Menurutnya itu hanya ekspresi kecewa masyarakat. Bahkan beberapa di antaranya kita tahu itu mereka bawa bantuan untuk korban.
"Saya pikir memang sejak awal penanganannya berlebihan ini ya. Jadi kalau memang bendera katakanlah ada beberapa bendera bulan bintang yang berkibar ya, kalaupun itu berkaitan langsung dengan situasi politik keamanan sebaiknya itu diselesaikan secara persuasif saja," kata Aulianda.
Menurutnya tidak perlu ini diselesaikan di lapangan karena ttentara prajurit berhadapan langsung dengan massa yang membawa bendera.
"Sudah pasti enggak ada dialog di situ dan sudah pasti akan terjadi konfrontasi dan ketika konfrontasi itu terjadi ya senjata akan mengambil perannya sementara masyarakat cuman punya tongkat yang dibalut dengan bendera. Ini tentu bukan situasi yang ideal bagi masyarakat Indonesia," ucapnya.
Diketahui banjir bandang dan longsor terjadi pada 26 November 2025 lalu dan berdampak ke 18 kabupaten/kota. Sebanyak 503 orang meninggal dan 31 masih belum ditemukan. Total pengungsi mencapai 466 ribu jiwa.

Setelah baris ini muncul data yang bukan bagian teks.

PR #9468, opened 2021-06-12
Add color normalization parameter to plot_topomap

### LINKED ISSUE #9466: Add norm parameter to plot_topomap
I would like to plot ERD/ERS values on a topomap using `mne.viz.plot_topomap`. I can already select a suitable diverging colormap such as `RdBu_r` (red&ndash;white&ndash;blue), but my values are not symmetrical around 0 (they range from e.g. &ndash;1 to +2.5). Because I would like to map white to zero, I need to set a different [colormap normalization](https://matplotlib.org/stable/tutorials/colors/colormapnorms.html) such as the [TwoSlopeNorm](https://matplotlib.org/stable/tutorials/colors/colormapnorms.html#twoslopenorm-different-mapping-on-either-side-of-a-center). The `mne.viz.plot_topomap` function uses [imshow](https://matplotlib.org/stable/api/_as_gen/matplotlib.pyplot.imshow.html) internally, which already has a `norm` parameter. Therefore, we could pretty easily expose this new parameter in `plot_topomap`. I'd have to test if this really works for my use case, but in principle this seems like a promising approach. Does anyone have any objections or alternative suggestions? Otherwise I'll submit a PR.

cbrnr:
Fixes #9466. Things to do/discuss:

- I've named the parameter `cnorm` (for "color normalization"), because I think this better describes its purpose. It also avoids a name clash with an already existing local name `norm` (which has something to do with the L2 norm, not entirely sure). However, Matplotlib calls this parameter `norm`, so if we want to mimic their naming scheme we could also call our parameter `norm` instead.
- I need to add a test.
- When passing `cnorm`, simultaneously passing `vmin` and `vmax` is deprectated, because these are already defined in the normalizer. I've implemented a pretty blunt workaround, but we could instead define a default linear normalizer with `vmin` and `vmax` and then never pass these explicitly.

### DIFF
--- a/mne/viz/topomap.py
+++ b/mne/viz/topomap.py
@@ -795,6 +795,11 @@ def plot_topomap(data, pos, vmin=None, vmax=None, cmap=None, sensors=True,
     for more details on colormap normalization.
     """
     sphere = _check_sphere(sphere)
+    if check_version("matplotlib", "3.2.0"):
+        from matplotlib.colors import TwoSlopeNorm
+    else:
+        from matplotlib.colors import DivergingNorm as TwoSlopeNorm
+    _validate_type(cnorm, (TwoSlopeNorm, None), 'cnorm')
     if cnorm is not None:
         if vmin is not None:
             warn(f"vmin={cnorm.vmin} is implicitly defined by cnorm, ignoring "
--- a/mne/viz/topomap.py
+++ b/mne/viz/topomap.py
@@ -758,7 +758,7 @@ def plot_topomap(data, pos, vmin=None, vmax=None, cmap=None, sensors=True,
     %(topomap_border)s
     %(topomap_ch_type)s
 
-    ..versionadded:: 0.24.0
+        ..versionadded:: 0.24.0
     cnorm : matplotlib.colors.Normalize | None
         Colormap normalization, default None means linear normalization. If not
         None, ``vmin`` and ``vmax`` arguments are ignored. See Notes for more
--- a/mne/viz/topomap.py
+++ b/mne/viz/topomap.py
@@ -788,9 +788,9 @@ def plot_topomap(data, pos, vmin=None, vmax=None, cmap=None, sensors=True,
 
     Note that because we define ``vmin`` and ``vmax`` in the normalization,
     arguments ``vmin`` and ``vmax`` to ``plot_topomap`` will be ignored if a
-    normalization is provided.
-    See https://matplotlib.org/stable/tutorials/colors/colormapnorms.html for
-    more details on colormap normalization.
+    normalization is provided. See the
+    :doc:`matplotlib docs <matplotlib:tutorials/colors/colormapnorms>`
+    for more details on colormap normalization.
     """
     sphere = _check_sphere(sphere)
     if cnorm is not None:
--- a/mne/viz/topomap.py
+++ b/mne/viz/topomap.py
@@ -958,7 +958,6 @@ def _plot_topomap(data, pos, vmin=None, vmax=None, cmap=None, sensors=True,
 
     # plot interpolated map
     if cnorm is None:
-        from matplotlib.colors import Normalize
         cnorm = Normalize(vmin=vmin, vmax=vmax)
     im = ax.imshow(Zi, cmap=cmap, origin='lower', aspect='equal',
                    extent=extent, interpolation=image_interp, norm=cnorm)
--- a/mne/viz/topomap.py
+++ b/mne/viz/topomap.py
@@ -25,7 +25,8 @@ from ..io.pick import (pick_types, _picks_by_type, pick_info, pick_channels,
                        _pick_data_channels, _picks_to_idx, _get_channel_types,
                        _MEG_CH_TYPES_SPLIT)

Kondisi menjadi sulit karena terputusnya akses yang membuat desa-desa menjadi terisolir. Diketahui Pemerintah Aceh resmi memperpanjang status Keadaan Tanggap Darurat Bencana Hidrometeorologi selama 14 hari, terhitung mulai 26 Desember 2025 hingga 8 Januari 2026,
“Dengan mempertimbangkan hasil kajian dan perkembangan di lapangan, ditetapkan perpanjangan kedua status Tanggap Darurat Bencana Hidrometeorologi Aceh Tahun 2025 selama 14 hari,” ujar Juru Bicara (Jubir) Pemerintah Aceh, Muhammad MTA di Banda Aceh, Kamis, 25 Desember 2025.